Um mês e dois dias após a identificação do corpo de Lazinho Teodoro Cintra, de 68 anos, no Jardim Piratininga, em Franca, o caso segue sob investigação da Polícia Civil. Apesar dos avanços, como a existência de um suspeito, até esta terça-feira, 28, o homem ainda não foi localizado e as circunstâncias da morte permanecem sem esclarecimento oficial.
O corpo de Lazinho foi encontrado no dia 24 de março, em uma área de mata no Jardim Piratininga, em Franca. A confirmação da identidade ocorreu dias depois, na quinta-feira, 26, após exames realizados pelo IML (Instituto Médico Legal), já que o cadáver estava em avançado estado de decomposição, o que impossibilitou o reconhecimento visual.
De acordo com o delegado responsável pelo caso, Luciano Cintra, as investigações continuam em andamento e não foram interrompidas. Ele confirmou que já há um suspeito identificado, mas informou que o nome não será divulgado neste momento. O indivíduo ainda não foi encontrado pelas autoridades. A causa da morte também será oficialmente divulgada apenas na conclusão do inquérito.
O corpo foi localizado em uma APP (Área de Preservação Permanente), às margens da avenida Vereador José Granzotti. A vítima estava caída em meio à vegetação, com o rosto coberto por um saco plástico e as mãos amarradas - elementos que levantaram, desde o início, a suspeita de crime. O rosto estava completamente desfigurado.
No dia em que o corpo foi encontrado, o filho da vítima, Roni Teodoro, esteve no local e chegou a reconhecer peças de roupa, como a bermuda e o cinto. No entanto, segundo a perícia, apenas as vestimentas não eram suficientes para a identificação oficial, que só foi confirmada posteriormente por exames no IML.
Lazinho morava na rua Minas Gerais, no bairro Vila Aparecida, em Franca, e era natural de Claraval (MG). Ele estava desaparecido desde o dia 15 de março, quando foi visto pela última vez na região onde vivia. Desde então, não houve mais contato com familiares.

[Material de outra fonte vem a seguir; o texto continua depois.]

PR #3710, opened 2023-08-19
Resolved issue where using undefined layout variables in tag parameters would cause unexpected results

aaronkirkham:
This PR fixes an issue where passing undefined layout variables in to template tag arguments would result in `ee()->TMPL->fetch_param` giving back unclean layout variables, this is because `_cleanup_layout_tags` is called after the function which parses template tags.

Example:
```php
// inside our layout template.html
{exp:addon:tag arg="{layout:some_variable_which_doesnt_exist}"}

// then inside our addon Tag.php
dump(ee()->TMPL->fetch_param('arg'));
```

The above would result in an unclean layout variable being output (`string(41) "{layout:some_variable_which_doesnt_exist}"`) instead of an empty string - which forces me to manually check and replace any input passed to my tag which comes from potentially undefined layout variables.

Example 2:
```php
// inside layout template.html
{exp:addon:tag arg="{if '{layout:some_variable_which_doesnt_exist}'}true{if:else}false{/if}"}
```

The above would result in strange behaviour - `truefalse"}` being output if we just return the `fetch_param` back from the tag.

Example 3:
```php
// inside layout template.html
{exp:addon:tag arg="{layout:some_variable_which_doesnt_exist:trim:url_slug}"}
{exp:addon:tag arg="{if '{layout:some_variable_which_doesnt_exist:trim:url_slug}'}true{if:else}false{/if}"}
```
This again would have the same effect as above as, but because these are parsed in a slightly different way, we must have a valid key for `some_variable_which_doesnt_exist` in the `layout_conditionals` array, or the conditionals won't be run.

---

To fix these issues, I'm giving all referenced layout variables (which are undefined) a default value of an empty string. This is done by matching all the layout variables (excluding `layout:contents`), finding out which of the referenced variables are undefined in the `$layout_vars` array, then adding in the variable name with an empty value.

### DIFF
--- a/system/ee/ExpressionEngine/Service/Template/Variables/LegacyParser.php
+++ b/system/ee/ExpressionEngine/Service/Template/Variables/LegacyParser.php
@@ -408,7 +408,7 @@ class LegacyParser
         if (preg_match_all('/' . LD . 'layout:(?!\bcontents\b|\bset\b)([^!]+?)' . RD . '/', $str, $matches)) {
             foreach ($matches[1] as $match) {
                 // ensure that the match string has a modifier character in it
-                if (($modifier_pos = strrpos($match, ':')) !== false) {
+                if (($modifier_pos = strpos($match, ':')) !== false) {
                     $key = substr($match, 0, $modifier_pos);
 
                     // ignore if layout:variable is already defined
--- a/system/ee/ExpressionEngine/Service/Template/Variables/LegacyParser.php
+++ b/system/ee/ExpressionEngine/Service/Template/Variables/LegacyParser.php
@@ -403,25 +403,6 @@ class LegacyParser
     {
         $conditionals = [];
 
-        // get all the left over layout variables in the string (excluding layout:contents and layout:set)
-        // the ones left here (after Template parseLayoutVariables) should only be layout variables with modifiers
-        if (preg_match_all('/' . LD . 'layout:(?!\bcontents\b|\bset\b)([^!]+?)' . RD . '/', $str, $matches)) {
-            foreach ($matches[1] as $match) {
-                // ensure that the match string has a modifier character in it
-                if (($modifier_pos = strpos($match, ':')) !== false) {
-                    $key = substr($match, 0, $modifier_pos);
-
-                    // ignore if layout:variable is already defined
-                    if (isset($vars['layout:' . $key])) {
-                        continue;
-                    }
-
-                    // set the undeclared (but referenced) variable to an empty string
-                    $vars['layout:' . $key] = '';
-                }
-            }
-        }
-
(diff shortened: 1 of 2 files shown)


intoeetive:
@aaronkirkham thank you for your submission! I think this is great addition

@matthewjohns0n can you just have a quick look at this as well (I think it's good to go though)

matthewjohns0n (commented):
This looks good to me, but in some cases we actually want the developer to know that we loaded a template and the tag wasn't set. This could potentially lead to a lot of confusion if someone thinks a layout variable is set and we're no longer showing an error.

@intoeetive What are your thoughts on this? Do you think it would be reasonable to log this in the developer log, or would that just fill it up too fast? Not sure what a good compromise would be, or if we should just approve as-is.

aaronkirkham:
@matthewjohns0n Wonder if instead of using the developer log, we could output the array of variables that were marked as undefined in the ee-debugger section? Not sure if it's too quiet that way, but at least it would let you look at which undefined variables were referenced in the layout.

As an example:

Screenshot 2023-08-29 003732

intoeetive:
@matthewjohns0n since this is specifically addressing layout variables, I think we're fine with treating variables that are not set as empty variables/ Having a debug / profiler record is really the only thing that could be helpful, the `truefalse"}` string output is really not a good indicator that a variable is not set :)

@aaronkirkham I think logging this into template profiler with `log_item` as you suggest would be super helpful!

aaronkirkham:
@intoeetive I've added that in now.

I also made a slight change to the other code to strip any trailing bits of the layout variables e.g. when using `{layout:some_undefined_var index="1"}` now the part after the space will also be dropped when generating the key.

intoeetive:
@aaronkirkham looking into this again, I think the regex is suboptimal.
Instead of checking for space and colon later in the code, we can just modify the regex check like this:
`if (preg_match_all('/' . LD . 'layout:(?!\bcontents\b)([^!]+?)(}|\s|:)/', $str, $matches)) {`
What do you think?

aaronkirkham:
@intoeetive That was my initial though, but we'd still want to match if they contain a `:` or a space initially. If it's the only reference to that variable in the layout, it then wouldn't be assigned an empty string value as the regex doesn't match it.

intoeetive:
@aaronkirkham I think it's still matching correctly - the 2nd capturing group (your `$matches[1]`) remains unchanged. See this test: https://regex101.com/r/pnEFJl/1

aaronkirkham:
@intoeetive Oh you're right! That definitely feels like the better way of doing that - thank you!

I've commit the changes. (replaced the literal `}` character with the RD constant to be consistent)

intoeetive (approved):

PR #3717, opened 2023-08-22
Resolved #2814 where Date picker wasn't always showing calendar when manually entering date into a date field

### LINKED ISSUE #2814: Date picker shows `undefined NaN` when user manually enter date into a date field
EE 7.2.8

I got several date fields on a page, so, sometimes it is much easier to copypaste the selected date from the first field and manually correct them later, without using a date picker.

But when I do this, the date picker shows NaN:
date picker

Here is the video for a better understanding of the issue:
[video-convert-1675324248798.webm](https://user-images.githubusercontent.com/12234507/216263843-35b5cf69-1e63-460c-bb36-6cf5cd8f41be.webm)

Yulyaswan:
Resolved #2814  where Date picker shows undefined NaN when user manually enters date into a date field

EE7 version of #3728

### DIFF
--- a/themes/ee/asset/javascript/src/cp/date_picker.js
+++ b/themes/ee/asset/javascript/src/cp/date_picker.js
@@ -248,14 +248,73 @@ EE.cp.datePicker = {
 				var timestamp = $(this.element).data('timestamp');
 
 				if ( ! timestamp) {
-					d = new Date(Date.parse($(this.element).val()));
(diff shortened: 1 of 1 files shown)


intoeetive (approved):
This works fine for me.

Noting that while this only covers 2 date formatting cases out of 4 supported, for 2 other other ones this is not needed, they work already without the fix

PR #3719, opened 2023-08-23
Feature/7.x/multiple custom menus

### LINKED ISSUE #3270: Custom menu permissions in CP only look at primary role
I made a custom menu and set permissions so only superadmins have access.

I assigned a member to primary role of 'Editor' and then in role assignment, they're assigned to both Editor and Superadmin roles.

If I login as this member in the CP, I don't see my custom menu, even though they have superadmin as a secondary role.

Replicated EE 7.2.14

### LINKED ISSUE #4922: Menu manager menus should be MSM aware
Having added MSM to an existing site which extensively uses the Menu manager on the primary site, when you're working on the MSM site (via the primary site CP) the menu items persist and depending where the link goes links are often "dead" or inaccessible because they point to something on the primary site.

Would it make more sense for menus to be MSM aware, so each MSM site has it's own set of links?

intoeetive:
Make custom menus in CP specific to MSM sites; https://github.com/ExpressionEngine/ExpressionEngine/discussions/3572 

Allow multiple custom menus per role; https://github.com/ExpressionEngine/ExpressionEngine/discussions/3572
Display custom menu heading in navigation; https://github.com/ExpressionEngine/ExpressionEngine/discussions/3646
Use icons for the add-ons in sidebar custom menus; #2859
Deprecate ee()->menu legacy library

closes #3270
closes #4922

This initially seemed like a small change, but turned out into changing how models are related etc, so we can only do it in 7.5

Needs to have tests written


ic360-com:
Wondering if we might want to call the Menu something for reference, but actually display another Heading.
eg. "Client's Menu"... but displayed Heading could be "Quick Edits"

intoeetive:
@Yulyaswan we need a small adjustment here so that the add-on icons in the custom menu in sidebar would have the same alignment and indent
image
Add few add-ons in Settings->Menu Manager to see. The file is `system\ee\ExpressionEngine\View\_shared\sidebar\navigation\custom.php`

PR #3156, opened 2023-11-08
Ensure identity resolver is set when a credentials provider is given only at operation level

ysaito1001:
## Motivation and Context
Fixes https://github.com/awslabs/aws-sdk-rust/issues/901

## Description
This PR is a rework of https://github.com/awslabs/smithy-rs/pull/3021 whose fix was inadvertently discarded during https://github.com/awslabs/smithy-rs/pull/3077. The way we fix the issue is slightly different. In this PR, we add an identity resolver to runtime components within `set_credentials_provider`, instead of using `ServiceConfig.OperationConfigOverride`.

## Testing
Added a Kotlin integration test to `CredentialProviderConfigTest.kt` based on the customer reported issue.

## Checklist

----


aws/sdk-codegen/src/main/kotlin/software/amazon/smithy/rustsdk/CredentialProviders.kt
```diff
@@ -103,16 +107,34 @@ class CredentialProviderConfig(codegenContext: ClientCodegenContext) : ConfigCus
                     *codegenScope,
                 )
 
-                rustTemplate(
+                rustBlockTemplate(
                     """
                     /// Sets the credentials provider for this service
-                    pub fn set_credentials_provider(&mut self, credentials_provider: #{Option}<#{SharedCredentialsProvider}>) -> &mut Self {
-                        self.config.store_or_unset(credentials_provider);
```
jdisanti, line 110: Where was the code that was moving this value from config into components for the service level config? That still should be deleted.

jdisanti (approved):
Looks great!

aws/sdk-codegen/src/main/kotlin/software/amazon/smithy/rustsdk/CredentialProviders.kt
ysaito1001: Thanks for catching! Deleted in 83125dd.

PR #3157, opened 2023-11-08
Fix panics in `Headers::try_insert` and `Headers::try_append`

jdisanti:
The `try_insert` and `try_append` methods on `Headers` would panic when passing a non-ASCII value for the key, or an invalid UTF-8 value for the value. This was due to them using the http crate's `from_static` method, which panics on these invalid values. This PR makes them always use `try_from` instead.

----

### DIFF
--- a/rust-runtime/aws-smithy-runtime-api/src/http/headers.rs
+++ b/rust-runtime/aws-smithy-runtime-api/src/http/headers.rs
@@ -92,7 +92,7 @@ impl Headers {
     /// This will *replace* any existing value for this key. Returns the previous associated value if any.
     ///
     /// # Panics
-    /// If the key or value are not valid ASCII, this function will panic.
+    /// If the key is not valid ASCII, or if the value is not valid UTF-8, this function will panic.
     pub fn insert(
         &mut self,
         key: impl AsHeaderComponent,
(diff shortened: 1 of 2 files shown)


rust-runtime/aws-smithy-runtime-api/src/http/headers.rs
```diff
@@ -326,13 +330,19 @@ pub use header_value::HeaderValue;
...
+) -> Result<http0::HeaderName, HttpError> {
     name.repr_as_http02x_header_name().or_else(|name| {
         name.into_maybe_static().and_then(|cow| {
             if cow.chars().any(|c| c.is_uppercase()) {
                 return Err(HttpError::new("Header names must be all lower case"));
             }
             match cow {
+                Cow::Borrowed(s) if panic_safe => {
+                    http0::HeaderName::try_from(s).map_err(HttpError::invalid_header_name)
+                }
```
rcoh, line 345: ideally we wouldn't need this and we'd have a cheap way of pre-validating that `from_static` would work, I guess?

rust-runtime/aws-smithy-runtime-api/src/http/headers.rs
```diff
@@ -92,28 +92,31 @@ impl Headers {
     /// This will *replace* any existing value for this key. Returns the previous associated value if any.
     ///
     /// # Panics
-    /// If the key or value are not valid ascii, this function will panic.
+    /// If the key or value are not valid ASCII, this function will panic.
```
rcoh, line 95: the panic conditions are actually more subtle (although maybe we should eschew using `from_static` at all (or only use it if possible, but all the header to be made in the dynamic way?)

we could have the logic be:
- if we have a static value and it's all lower case and ready to go: use `from_static`
- otherwise try to go through the `HeaderName` constructor

seems like this would do the right thing for most use cases. We could emit a trace log if someone gave us a static header and we couldn't make use of it because, e.g. it was upper case.

rcoh (approved):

Segundo o boletim de ocorrência, o idoso morava sozinho e era diabético, o que aumentava a preocupação da família, já que poderia sofrer complicações de saúde. O celular estava desligado, e a casa não apresentava sinais de arrombamento, com os pertences permanecendo no local - o que indica que ele pode ter saído sem levar objetos pessoais.

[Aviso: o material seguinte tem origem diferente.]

PR #3173, opened 2023-11-10
Clean up re-exports and improve 'BuildError' conversions

### LINKED ISSUE #3155: Need re-export of SharedCredentialsProvider and `ProvideCredentials`

### LINKED ISSUE #3171: Enable conversion from `BuildError` into `SdkError`
Improve customer experience by allowing `?` to used on `BuildError`

### LINKED ISSUE #3172: Re-export `BuildError`

rcoh:
## Motivation and Context
- Fixes #3171 
- Fixes #3155 
- Fixes #3172 

## Description
- Add `configReExport` to make it easy and consistent to re-export types into the config module when they are used!
- Add this for a bunch of types and clean up some (now) dead code
- Re export `BuildError`
- Enable converting from `BuildError` into `SdkError`

There are probably more places this can be used, but I'd like to keep this change small to facilitate easy backport to 0.57.

## Testing
CI

## Checklist

----

### DIFF
--- a/codegen-client/src/main/kotlin/software/amazon/smithy/rust/codegen/client/smithy/ClientReExports.kt
+++ b/codegen-client/src/main/kotlin/software/amazon/smithy/rust/codegen/client/smithy/ClientReExports.kt
@@ -1,0 +1,17 @@
+/*
+ * Copyright Amazon.com, Inc. or its affiliates. All Rights Reserved.
+ * SPDX-License-Identifier: Apache-2.0
+ */
+
+package software.amazon.smithy.rust.codegen.client.smithy
+
+import software.amazon.smithy.rust.codegen.core.rustlang.rustTemplate
+import software.amazon.smithy.rust.codegen.core.smithy.RuntimeType
+
+/** Returns a symbol for a type re-exported into crate::config
+ *  Although it is not always possible to use this, this is the preferred method for using types in config customizations
+ *  and ensures that your type will be re-exported if it is used.
+ */
+fun configReexport(type: RuntimeType): RuntimeType = RuntimeType.forInlineFun(type.name, module = ClientRustModule.config) {
+    rustTemplate("pub use #{type};", "type" to type)
+}
--- a/codegen-client/src/main/kotlin/software/amazon/smithy/rust/codegen/client/smithy/endpoint/EndpointConfigCustomization.kt
+++ b/codegen-client/src/main/kotlin/software/amazon/smithy/rust/codegen/client/smithy/endpoint/EndpointConfigCustomization.kt
@@ -32,7 +32,6 @@ internal class EndpointConfigCustomization(
     private val codegenScope = arrayOf(
         *preludeScope,
         "Params" to typesGenerator.paramsStruct(),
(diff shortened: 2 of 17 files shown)


codegen-client/src/main/kotlin/software/amazon/smithy/rust/codegen/client/smithy/endpoint/EndpointConfigCustomization.kt
```diff
@@ -90,7 +89,6 @@ internal class EndpointConfigCustomization(
                                 ##[allow(deprecated)]
                                 self.set_endpoint_resolver(
                                     endpoint_url.map(|url| {
-                                        use #{IntoShared};
                                         #{StaticUriEndpointResolver}::uri(url).into_shared()
```
jdisanti, line 92: This compiles? How does it know where `into_shared` came from?

codegen-client/src/main/kotlin/software/amazon/smithy/rust/codegen/client/smithy/ClientReExports.kt
```diff
@@ -0,0 +1,17 @@
...
+package software.amazon.smithy.rust.codegen.client.smithy
+
+import software.amazon.smithy.rust.codegen.core.rustlang.rustTemplate
+import software.amazon.smithy.rust.codegen.core.smithy.RuntimeType
+
+/** Returns a symbol for a type re-exported into crate::config
+ *  Although it is not always possible to use this, this is the preferred method for using types in config customizations
+ *  and ensures that your type will be re-exported if it is used.
+ */
+fun configReexport(type: RuntimeType): RuntimeType = RuntimeType.forInlineFun(type.name, module = ClientRustModule.config) {
```
jdisanti, line 15: In an ideal world, I prefer to have all the re-exports in one place, but I understand the need to make them conditional and how that's easier with this approach. That said, I don't think we should use this for re-exports that are supposed to _always_ be present since then it could be easy to break one of these re-exports just by changing codegen in some other place.

jdisanti (commented):
This is awesome!

codegen-client/src/main/kotlin/software/amazon/smithy/rust/codegen/client/smithy/endpoint/EndpointConfigCustomization.kt
rcoh: it's re-exported above

codegen-client/src/main/kotlin/software/amazon/smithy/rust/codegen/client/smithy/ClientReExports.kt
rcoh: I see that but I think:
1. It's easier to miss items
2. We'll get a semver failure if we delete something by accident

rcoh: The other benefit is that in-situ, we're actually _using_ the rexport which I think is a benefit. We could make non-conditional re-exports be runtime types though, not opposed to that.

jdisanti (approved):

ysaito1001 (approved):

O corpo foi encontrado por um pedestre que atravessava a mata por um atalho. Ao se deparar com a cena, ele acionou a Polícia Militar, que isolou a área para o trabalho da perícia.

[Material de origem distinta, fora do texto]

PR #3175, opened 2023-11-10
Fix compilation error in generate code caused by name collision

rcoh:
## Motivation and Context
If you had a model like this:
```smithy
   @http(uri: "/SomeOperation2", method: "GET")
            operation GetThing {
                // input: GetThingInput,
                output: GetThingOutput
            }
```

But then nested in some other API you did something like this:
```smithy
            list GetThings {
                member: GetThingOutput
            }
```

Code would fail to compile because we generated the same method signature for two different types.

## Testing
- [x] fixes minimal reproducer

----

### DIFF
--- a/codegen-core/src/main/kotlin/software/amazon/smithy/rust/codegen/core/testutil/NamingObstacleCourseTestModels.kt
+++ b/codegen-core/src/main/kotlin/software/amazon/smithy/rust/codegen/core/testutil/NamingObstacleCourseTestModels.kt
@@ -171,6 +171,11 @@ object NamingObstacleCourseTestModels {
         )
     }.toString().asSmithyModel()
 
+    /**
+     * This targets two bug classes:
+     * - operation inputs used as nested outputs
+     * - operation outputs used as nested outputs
+     */
     fun reusedInputOutputShapesModel(protocol: Trait) = """
         namespace test
         use ${protocol.toShapeId()}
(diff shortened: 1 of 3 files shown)


aws/sdk-codegen/src/test/kotlin/SdkCodegenIntegrationTest.kt
```diff
@@ -43,6 +43,30 @@ class SdkCodegenIntegrationTest {
             operation SomeOperation {
                 output: SomeOutput
             }
+
+            // re-use get thing output in a list & in an operation
+            @http(uri: "/SomeOperation2", method: "GET")
```
jdisanti, line 48: Organizationally speaking, this test belongs in codegen-client rather than sdk-codegen. Looks like we also need an equivalent test for inputs.

rcoh: oh right good point—when I started debugging I thought the SDK was involved

codegen-core/src/main/kotlin/software/amazon/smithy/rust/codegen/core/testutil/NamingObstacleCourseTestModels.kt
```diff
@@ -169,4 +170,56 @@ object NamingObstacleCourseTestModels {
...
+        service Service {
+            version: "2006-03-01",
+            operations: [GetThing, GetThingNested]
+        }
+
+        // re-use get thing output in a list & in an operation
+        @http(uri: "/SomeOperation2", method: "POST")
+        operation GetThing {
+            output: GetThingOutput
+            input: GetThingOutput
```
jdisanti, line 189:
```suggestion
            input: GetThingInput
```

codegen-core/src/main/kotlin/software/amazon/smithy/rust/codegen/core/testutil/NamingObstacleCourseTestModels.kt
```diff
@@ -169,4 +170,56 @@ object NamingObstacleCourseTestModels {
...
+        }
+
+        structure GetThingInput {
+            @required
+            meta: String
+        }
+
+        @http(uri: "/SomeOperation3", method: "POST")
+        operation GetThingNested {
+            input: GetThingADifferentWayOutput
```
jdisanti, line 204:
```suggestion
            input: GetThingADifferentWayInput
```

jdisanti (commented):
I think you intended to use the input structs?

codegen-core/src/main/kotlin/software/amazon/smithy/rust/codegen/core/testutil/NamingObstacleCourseTestModels.kt
rcoh: it actually was on purpose but I've cleaned up the names and comments to clarify whats going on

jdisanti (approved):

Mesmo após mais de um mês, o local onde o corpo foi localizado ainda permanece com roupas e faixas de isolamento. Segundo a Secretaria do Meio Ambiente de Franca, a limpeza da área já está programada e deve ser realizada na primeira semana de maio.
A Polícia Civil segue investigando o caso para esclarecer as circunstâncias da morte e confirmar se houve crime.